Their analysis suggested that these receptors arose from a single receptor, shared with invertebrates, and that they proliferated in vertebrate genomes through a combination of whole-genome and large segmental duplications.

At the same time, in another Nature paper, Jarvis and his colleagues focused in detail on the genome of the common marmoset (Callithrix jacchus), a common model organism. When they compared the marmoset genome to the human genome, they found that while most brain-related genes are conserved between marmoset and human, the marmoset genome includes four genes that encode human pathogenic variants, including in APOE — suggesting that care should be taken when using marmosets as models.

These new VGP assemblies could also aid conservation efforts, the researchers noted. Among their new sequence assemblies is one of the kākāpō, a critically endangered parrot from New Zealand. An analysis that is to appear in Cell Genomics found that this parrot has been able to purge deleterious mutations from its genome despite low genetic diversity.

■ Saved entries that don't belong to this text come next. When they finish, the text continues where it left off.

PR #7263, opened 2016-12-12
Register ODEInterfaceDiffEq.jl

ChrisRackauckas:
ODEInterfaceDiffEq.jl is a glue package for ODEInterface with gives it JuliaDiffEq common interface bindings and all of the advantages that come with it. This code was previously included in OrdinaryDiffEq.jl and was the code which required conditional dependencies, but using this common API, conditional dependencies are no longer required. This does need to be registered as it is at least a crucial part of the OrdinaryDiffEq.jl tests (for testing native Julia versions vs the FORTRAN wrapper package), and the `radau` methods have no parallel in Julia as of right now, making them a strong contribution to the common interface.

It wasn't included in ODEInterface.jl directly because of the dependencies it adds, and so it keeps ODEInterface.jl a dependency-free library. For more discussion on this, see the following issue:

https://github.com/luchr/ODEInterface.jl/issues/9

### DIFF
--- a/ODEInterfaceDiffEq/url
+++ b/ODEInterfaceDiffEq/url
@@ -1,1 +1,1 @@
-https://github.com/JuliaDiffEq/ODEInterfaceDiffEq.git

The VGP plans to next complete Phase I of the project by finishing sequencing for representative species from 260 vertebrate orders before embarking on Phase II, which entails sequencing representatives from each vertebrate family. This includes additional projects such as one Jarvis is involved with to identify genes that enable spoken language.

"We will get a spectacular picture of how nature actually filled out all the ecosystems with this unbelievably diverse array of animals," co-author David Haussler, a computational geneticist at the University of California, Santa Cruz, said in a statement.